| WORK REQUIRED |
Lines containing the word "Wrapper" are the ones to copy from the records below.

| Stored items |
####################

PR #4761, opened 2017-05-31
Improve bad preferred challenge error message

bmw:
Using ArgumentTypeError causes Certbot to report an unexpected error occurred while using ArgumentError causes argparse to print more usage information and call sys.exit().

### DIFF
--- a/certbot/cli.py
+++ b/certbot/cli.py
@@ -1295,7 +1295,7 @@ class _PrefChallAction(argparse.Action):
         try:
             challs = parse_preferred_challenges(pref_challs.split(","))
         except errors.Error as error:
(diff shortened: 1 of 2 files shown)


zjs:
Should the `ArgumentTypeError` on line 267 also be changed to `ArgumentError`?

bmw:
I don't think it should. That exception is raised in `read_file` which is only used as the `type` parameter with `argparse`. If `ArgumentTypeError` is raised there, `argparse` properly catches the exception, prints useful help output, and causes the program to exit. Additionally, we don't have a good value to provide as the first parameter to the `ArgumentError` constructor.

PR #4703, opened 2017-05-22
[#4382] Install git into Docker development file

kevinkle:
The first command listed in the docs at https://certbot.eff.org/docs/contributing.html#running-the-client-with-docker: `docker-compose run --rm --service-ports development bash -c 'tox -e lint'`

####################

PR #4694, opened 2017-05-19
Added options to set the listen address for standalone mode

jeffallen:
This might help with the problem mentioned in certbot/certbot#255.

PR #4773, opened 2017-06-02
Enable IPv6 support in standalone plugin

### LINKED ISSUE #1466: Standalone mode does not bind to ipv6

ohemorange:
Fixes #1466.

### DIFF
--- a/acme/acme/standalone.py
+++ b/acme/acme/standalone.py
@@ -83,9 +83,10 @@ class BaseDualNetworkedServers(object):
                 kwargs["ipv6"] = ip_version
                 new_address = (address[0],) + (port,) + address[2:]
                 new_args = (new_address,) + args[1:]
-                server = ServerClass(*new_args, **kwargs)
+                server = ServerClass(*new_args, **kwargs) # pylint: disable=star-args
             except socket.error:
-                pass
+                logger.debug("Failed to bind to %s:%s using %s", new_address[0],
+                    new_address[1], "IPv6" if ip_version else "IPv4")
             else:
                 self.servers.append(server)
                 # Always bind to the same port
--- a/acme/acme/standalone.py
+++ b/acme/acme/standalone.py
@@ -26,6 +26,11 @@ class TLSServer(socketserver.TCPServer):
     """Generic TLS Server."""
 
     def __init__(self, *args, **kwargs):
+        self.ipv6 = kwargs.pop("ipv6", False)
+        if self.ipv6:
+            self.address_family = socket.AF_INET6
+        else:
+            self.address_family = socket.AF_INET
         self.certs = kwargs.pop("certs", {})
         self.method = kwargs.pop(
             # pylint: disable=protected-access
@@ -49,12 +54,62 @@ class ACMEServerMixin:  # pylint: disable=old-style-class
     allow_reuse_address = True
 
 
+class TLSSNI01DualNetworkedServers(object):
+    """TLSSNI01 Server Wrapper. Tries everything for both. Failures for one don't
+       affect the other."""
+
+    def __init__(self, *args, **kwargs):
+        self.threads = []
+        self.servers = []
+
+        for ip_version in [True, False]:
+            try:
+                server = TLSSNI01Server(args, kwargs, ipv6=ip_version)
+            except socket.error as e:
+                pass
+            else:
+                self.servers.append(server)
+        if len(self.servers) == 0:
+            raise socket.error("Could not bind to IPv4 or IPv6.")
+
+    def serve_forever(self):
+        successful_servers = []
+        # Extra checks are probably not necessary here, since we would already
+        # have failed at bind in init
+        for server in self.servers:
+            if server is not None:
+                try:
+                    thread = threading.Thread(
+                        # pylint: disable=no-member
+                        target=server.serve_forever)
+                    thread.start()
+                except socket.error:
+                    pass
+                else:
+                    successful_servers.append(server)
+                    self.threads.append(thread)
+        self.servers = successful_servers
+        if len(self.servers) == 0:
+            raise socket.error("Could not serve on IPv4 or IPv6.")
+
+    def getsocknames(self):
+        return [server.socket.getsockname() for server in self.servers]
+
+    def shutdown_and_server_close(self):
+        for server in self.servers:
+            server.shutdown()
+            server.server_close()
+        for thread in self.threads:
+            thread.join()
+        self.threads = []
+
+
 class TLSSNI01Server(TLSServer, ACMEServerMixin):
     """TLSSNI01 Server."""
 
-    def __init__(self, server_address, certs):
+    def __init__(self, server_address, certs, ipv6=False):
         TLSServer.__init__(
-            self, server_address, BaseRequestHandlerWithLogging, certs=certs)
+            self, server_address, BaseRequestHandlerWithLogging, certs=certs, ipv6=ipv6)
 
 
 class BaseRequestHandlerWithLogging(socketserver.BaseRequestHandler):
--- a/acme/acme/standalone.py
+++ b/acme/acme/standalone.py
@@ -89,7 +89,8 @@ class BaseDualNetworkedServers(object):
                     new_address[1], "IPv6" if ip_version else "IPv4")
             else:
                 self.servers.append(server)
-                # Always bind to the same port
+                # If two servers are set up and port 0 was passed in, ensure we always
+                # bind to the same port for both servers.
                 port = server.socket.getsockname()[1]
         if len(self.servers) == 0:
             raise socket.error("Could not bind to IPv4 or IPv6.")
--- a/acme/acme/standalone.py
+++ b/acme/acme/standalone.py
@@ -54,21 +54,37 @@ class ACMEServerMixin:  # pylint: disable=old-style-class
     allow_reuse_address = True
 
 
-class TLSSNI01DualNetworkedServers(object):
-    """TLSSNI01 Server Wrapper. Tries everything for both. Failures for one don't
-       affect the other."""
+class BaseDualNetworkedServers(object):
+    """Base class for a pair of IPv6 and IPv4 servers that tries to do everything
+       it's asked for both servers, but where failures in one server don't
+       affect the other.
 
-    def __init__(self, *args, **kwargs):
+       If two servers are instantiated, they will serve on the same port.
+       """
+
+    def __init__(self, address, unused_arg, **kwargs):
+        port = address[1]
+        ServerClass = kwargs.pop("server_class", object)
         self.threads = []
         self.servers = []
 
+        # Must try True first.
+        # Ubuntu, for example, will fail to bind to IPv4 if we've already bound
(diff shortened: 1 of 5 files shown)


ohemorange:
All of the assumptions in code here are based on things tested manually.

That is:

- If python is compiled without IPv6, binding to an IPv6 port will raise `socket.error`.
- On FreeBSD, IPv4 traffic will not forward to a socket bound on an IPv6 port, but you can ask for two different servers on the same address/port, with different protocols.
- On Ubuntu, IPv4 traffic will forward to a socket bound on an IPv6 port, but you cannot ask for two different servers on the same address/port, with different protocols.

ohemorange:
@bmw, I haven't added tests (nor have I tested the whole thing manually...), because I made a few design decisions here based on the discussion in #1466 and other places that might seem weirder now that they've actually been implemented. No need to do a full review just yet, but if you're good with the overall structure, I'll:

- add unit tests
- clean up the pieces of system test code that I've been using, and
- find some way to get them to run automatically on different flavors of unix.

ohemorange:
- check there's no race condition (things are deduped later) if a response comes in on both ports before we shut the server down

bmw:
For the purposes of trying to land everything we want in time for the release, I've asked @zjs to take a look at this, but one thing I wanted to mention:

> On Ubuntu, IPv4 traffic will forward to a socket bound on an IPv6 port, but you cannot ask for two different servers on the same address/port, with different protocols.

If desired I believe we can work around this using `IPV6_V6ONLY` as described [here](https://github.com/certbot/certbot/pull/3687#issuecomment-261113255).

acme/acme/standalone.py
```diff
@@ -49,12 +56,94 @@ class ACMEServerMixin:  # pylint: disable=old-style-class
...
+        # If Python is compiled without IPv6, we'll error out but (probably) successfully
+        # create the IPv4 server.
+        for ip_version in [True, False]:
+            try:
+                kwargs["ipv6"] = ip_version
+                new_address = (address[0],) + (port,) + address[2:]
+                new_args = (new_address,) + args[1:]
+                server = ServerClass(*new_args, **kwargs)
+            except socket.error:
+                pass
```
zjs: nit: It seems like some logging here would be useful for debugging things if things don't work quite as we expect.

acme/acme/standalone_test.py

####################

| SOLUTION FOR THIS EXERCISE |
+    """TLSSNI01 Server Wrapper. Tries everything for both. Failures for one don't
-    """TLSSNI01 Server Wrapper. Tries everything for both. Failures for one don't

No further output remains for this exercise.